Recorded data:

--- --- ---

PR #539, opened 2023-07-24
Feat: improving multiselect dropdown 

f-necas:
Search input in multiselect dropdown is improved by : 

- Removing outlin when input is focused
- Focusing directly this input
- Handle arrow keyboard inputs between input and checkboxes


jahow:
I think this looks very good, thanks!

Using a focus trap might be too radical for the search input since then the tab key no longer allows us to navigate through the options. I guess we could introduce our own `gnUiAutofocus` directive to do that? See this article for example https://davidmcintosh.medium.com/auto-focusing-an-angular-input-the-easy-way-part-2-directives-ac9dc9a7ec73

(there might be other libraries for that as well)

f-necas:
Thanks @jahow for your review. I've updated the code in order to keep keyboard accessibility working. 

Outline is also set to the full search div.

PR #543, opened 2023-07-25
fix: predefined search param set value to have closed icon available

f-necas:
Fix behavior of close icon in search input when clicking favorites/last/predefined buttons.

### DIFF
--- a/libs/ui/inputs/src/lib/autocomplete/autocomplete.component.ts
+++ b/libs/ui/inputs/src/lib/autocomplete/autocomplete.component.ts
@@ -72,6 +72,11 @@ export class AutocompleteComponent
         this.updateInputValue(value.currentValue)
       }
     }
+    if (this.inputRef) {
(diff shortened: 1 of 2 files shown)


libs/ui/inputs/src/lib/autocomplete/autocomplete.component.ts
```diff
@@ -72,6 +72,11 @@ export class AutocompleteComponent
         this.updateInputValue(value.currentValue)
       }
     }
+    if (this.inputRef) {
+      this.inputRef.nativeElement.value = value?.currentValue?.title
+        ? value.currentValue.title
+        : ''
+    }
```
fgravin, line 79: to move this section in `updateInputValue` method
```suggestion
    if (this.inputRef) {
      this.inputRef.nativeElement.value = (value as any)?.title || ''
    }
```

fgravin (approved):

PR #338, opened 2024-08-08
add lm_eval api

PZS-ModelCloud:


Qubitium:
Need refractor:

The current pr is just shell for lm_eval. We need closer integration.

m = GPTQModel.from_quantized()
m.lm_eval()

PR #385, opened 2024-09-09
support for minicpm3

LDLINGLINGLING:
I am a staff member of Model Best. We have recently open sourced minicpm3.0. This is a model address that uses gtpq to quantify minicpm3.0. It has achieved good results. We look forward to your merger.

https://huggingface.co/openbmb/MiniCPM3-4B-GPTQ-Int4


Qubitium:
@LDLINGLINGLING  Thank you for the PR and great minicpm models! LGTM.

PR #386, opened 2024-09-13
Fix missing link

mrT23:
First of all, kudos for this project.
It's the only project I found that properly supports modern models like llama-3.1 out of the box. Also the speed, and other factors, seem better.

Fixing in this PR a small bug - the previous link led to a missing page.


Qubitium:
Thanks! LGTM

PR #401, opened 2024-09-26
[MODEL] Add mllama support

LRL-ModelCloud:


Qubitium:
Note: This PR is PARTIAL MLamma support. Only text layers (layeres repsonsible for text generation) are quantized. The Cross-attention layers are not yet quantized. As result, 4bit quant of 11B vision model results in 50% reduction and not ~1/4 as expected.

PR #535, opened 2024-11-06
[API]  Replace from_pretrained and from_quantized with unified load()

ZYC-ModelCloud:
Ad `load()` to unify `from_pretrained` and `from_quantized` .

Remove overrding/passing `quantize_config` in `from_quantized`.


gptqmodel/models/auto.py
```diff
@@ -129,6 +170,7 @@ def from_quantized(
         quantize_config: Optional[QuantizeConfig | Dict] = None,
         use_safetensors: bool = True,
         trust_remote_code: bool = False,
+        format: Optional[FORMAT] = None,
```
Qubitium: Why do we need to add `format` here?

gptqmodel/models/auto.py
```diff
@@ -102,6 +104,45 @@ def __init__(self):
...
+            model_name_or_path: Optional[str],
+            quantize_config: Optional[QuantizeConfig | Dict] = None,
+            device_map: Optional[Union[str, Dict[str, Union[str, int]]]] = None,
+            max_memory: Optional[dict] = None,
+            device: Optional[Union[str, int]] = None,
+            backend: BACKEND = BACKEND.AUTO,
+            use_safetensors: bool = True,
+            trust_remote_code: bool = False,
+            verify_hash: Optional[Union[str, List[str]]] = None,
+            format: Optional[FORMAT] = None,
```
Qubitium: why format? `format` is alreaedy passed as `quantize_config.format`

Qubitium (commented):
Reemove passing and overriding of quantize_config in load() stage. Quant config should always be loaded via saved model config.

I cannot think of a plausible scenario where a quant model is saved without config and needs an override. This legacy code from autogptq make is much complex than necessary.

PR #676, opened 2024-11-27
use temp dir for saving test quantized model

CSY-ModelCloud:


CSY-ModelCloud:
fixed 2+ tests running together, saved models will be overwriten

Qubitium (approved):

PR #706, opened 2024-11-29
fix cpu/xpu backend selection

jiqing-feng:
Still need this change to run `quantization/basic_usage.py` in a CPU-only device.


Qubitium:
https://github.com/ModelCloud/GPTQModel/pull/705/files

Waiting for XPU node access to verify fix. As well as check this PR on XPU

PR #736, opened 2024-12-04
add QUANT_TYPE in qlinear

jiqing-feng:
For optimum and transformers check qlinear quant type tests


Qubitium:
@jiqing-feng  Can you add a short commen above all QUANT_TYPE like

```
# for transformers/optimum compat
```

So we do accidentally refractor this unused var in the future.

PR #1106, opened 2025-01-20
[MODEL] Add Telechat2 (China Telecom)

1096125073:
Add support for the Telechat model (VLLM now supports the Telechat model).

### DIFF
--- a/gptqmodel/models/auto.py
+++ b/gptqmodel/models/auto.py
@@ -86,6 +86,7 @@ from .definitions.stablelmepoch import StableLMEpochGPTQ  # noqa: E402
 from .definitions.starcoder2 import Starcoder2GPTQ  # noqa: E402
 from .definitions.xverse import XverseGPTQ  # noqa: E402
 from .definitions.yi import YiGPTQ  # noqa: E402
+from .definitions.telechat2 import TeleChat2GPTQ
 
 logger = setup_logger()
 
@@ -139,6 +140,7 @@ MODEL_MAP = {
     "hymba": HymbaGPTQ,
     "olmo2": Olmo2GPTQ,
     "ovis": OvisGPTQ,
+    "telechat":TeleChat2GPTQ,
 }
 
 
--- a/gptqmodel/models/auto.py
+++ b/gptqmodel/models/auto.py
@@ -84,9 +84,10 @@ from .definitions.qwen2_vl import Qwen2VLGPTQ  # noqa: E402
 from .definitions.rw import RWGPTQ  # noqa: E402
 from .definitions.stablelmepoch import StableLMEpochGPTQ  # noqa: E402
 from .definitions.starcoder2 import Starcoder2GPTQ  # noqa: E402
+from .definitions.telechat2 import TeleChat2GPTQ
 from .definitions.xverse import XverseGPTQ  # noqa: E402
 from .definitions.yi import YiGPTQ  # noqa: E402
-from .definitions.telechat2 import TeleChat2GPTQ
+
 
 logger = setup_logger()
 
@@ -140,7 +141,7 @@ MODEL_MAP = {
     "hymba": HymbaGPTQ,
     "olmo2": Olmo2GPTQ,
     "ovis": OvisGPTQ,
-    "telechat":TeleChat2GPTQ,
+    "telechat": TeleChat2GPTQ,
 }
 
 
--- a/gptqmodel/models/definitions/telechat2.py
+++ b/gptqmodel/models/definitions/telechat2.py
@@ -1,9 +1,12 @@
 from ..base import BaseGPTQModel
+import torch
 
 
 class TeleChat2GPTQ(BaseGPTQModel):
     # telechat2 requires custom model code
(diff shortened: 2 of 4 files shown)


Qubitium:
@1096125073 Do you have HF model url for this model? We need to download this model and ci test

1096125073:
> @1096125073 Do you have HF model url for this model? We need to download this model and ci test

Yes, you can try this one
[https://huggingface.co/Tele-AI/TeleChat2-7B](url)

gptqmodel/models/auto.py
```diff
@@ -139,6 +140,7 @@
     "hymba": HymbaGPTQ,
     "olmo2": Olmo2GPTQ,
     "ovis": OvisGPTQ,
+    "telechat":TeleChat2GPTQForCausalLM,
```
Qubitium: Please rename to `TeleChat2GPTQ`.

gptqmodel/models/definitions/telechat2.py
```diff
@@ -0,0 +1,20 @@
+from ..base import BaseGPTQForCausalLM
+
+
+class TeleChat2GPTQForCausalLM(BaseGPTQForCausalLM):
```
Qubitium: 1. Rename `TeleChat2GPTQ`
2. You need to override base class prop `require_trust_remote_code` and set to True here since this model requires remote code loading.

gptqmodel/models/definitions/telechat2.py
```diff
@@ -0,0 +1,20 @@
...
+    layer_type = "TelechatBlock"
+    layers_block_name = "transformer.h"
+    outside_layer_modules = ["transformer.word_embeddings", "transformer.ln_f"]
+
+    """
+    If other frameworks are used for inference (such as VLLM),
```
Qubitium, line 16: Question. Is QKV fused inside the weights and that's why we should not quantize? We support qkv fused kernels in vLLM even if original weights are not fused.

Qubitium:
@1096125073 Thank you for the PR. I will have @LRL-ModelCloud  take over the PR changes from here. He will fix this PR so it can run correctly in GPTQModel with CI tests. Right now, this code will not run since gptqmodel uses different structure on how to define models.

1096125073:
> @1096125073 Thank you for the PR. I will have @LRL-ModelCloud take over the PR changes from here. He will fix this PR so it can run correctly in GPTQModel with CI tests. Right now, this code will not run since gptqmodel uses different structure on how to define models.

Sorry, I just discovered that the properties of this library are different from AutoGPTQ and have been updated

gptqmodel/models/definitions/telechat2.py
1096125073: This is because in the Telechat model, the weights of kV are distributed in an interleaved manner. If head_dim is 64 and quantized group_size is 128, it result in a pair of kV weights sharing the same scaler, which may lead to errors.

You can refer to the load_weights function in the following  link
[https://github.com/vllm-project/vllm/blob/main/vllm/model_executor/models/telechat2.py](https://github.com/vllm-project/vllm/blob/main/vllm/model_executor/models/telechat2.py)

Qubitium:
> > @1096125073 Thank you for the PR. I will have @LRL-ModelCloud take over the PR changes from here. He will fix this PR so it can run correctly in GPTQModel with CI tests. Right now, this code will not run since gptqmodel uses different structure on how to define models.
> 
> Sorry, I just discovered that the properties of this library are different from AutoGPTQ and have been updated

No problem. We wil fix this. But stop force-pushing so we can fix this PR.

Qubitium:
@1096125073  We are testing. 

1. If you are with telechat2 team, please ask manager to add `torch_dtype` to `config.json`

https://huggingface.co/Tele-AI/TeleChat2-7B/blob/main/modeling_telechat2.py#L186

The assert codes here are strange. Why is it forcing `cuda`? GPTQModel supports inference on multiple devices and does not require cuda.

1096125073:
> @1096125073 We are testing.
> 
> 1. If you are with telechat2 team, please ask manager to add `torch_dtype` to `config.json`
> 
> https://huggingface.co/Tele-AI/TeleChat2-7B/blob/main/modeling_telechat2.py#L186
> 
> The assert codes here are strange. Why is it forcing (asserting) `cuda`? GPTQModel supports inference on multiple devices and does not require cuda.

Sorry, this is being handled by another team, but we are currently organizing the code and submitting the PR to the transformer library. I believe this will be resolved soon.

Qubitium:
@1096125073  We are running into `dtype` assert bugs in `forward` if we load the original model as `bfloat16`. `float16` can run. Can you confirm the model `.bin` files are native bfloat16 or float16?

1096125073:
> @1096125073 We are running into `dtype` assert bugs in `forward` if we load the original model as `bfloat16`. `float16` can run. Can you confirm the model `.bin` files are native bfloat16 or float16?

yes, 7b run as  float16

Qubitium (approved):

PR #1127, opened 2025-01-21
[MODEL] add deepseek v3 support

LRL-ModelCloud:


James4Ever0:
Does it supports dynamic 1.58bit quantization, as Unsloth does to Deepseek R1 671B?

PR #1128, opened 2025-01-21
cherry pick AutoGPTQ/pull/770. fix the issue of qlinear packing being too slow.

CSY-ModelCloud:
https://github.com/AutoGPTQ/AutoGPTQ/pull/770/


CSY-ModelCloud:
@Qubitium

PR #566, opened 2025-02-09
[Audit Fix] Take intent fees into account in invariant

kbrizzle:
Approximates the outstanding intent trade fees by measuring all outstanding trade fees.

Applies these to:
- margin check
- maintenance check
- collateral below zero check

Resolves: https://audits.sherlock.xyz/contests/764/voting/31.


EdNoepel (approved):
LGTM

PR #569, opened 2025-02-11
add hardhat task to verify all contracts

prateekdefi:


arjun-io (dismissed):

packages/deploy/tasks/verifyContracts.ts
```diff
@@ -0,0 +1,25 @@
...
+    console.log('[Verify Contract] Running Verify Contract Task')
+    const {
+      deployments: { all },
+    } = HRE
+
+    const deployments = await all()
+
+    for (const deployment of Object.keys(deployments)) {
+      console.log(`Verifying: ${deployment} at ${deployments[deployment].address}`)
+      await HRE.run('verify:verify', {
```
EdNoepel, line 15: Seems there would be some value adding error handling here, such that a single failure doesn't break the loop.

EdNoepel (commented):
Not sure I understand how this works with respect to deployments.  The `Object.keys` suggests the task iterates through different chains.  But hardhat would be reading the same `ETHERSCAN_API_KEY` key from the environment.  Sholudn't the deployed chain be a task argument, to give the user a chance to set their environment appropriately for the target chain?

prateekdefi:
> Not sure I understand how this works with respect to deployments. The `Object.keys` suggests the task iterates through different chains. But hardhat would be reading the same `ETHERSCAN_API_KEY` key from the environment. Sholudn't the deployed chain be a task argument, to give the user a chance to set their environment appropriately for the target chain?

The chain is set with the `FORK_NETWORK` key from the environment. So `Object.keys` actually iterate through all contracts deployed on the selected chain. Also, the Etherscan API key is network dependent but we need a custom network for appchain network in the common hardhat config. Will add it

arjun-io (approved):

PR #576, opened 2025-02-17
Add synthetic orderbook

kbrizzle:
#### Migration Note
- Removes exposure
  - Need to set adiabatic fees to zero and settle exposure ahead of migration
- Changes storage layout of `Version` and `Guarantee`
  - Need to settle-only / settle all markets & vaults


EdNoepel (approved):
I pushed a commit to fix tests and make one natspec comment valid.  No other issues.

--- --- ---

• Your task: Within these records, how many lines include the word "requires"? The reply should be that number alone.

• Result of the exercise: 2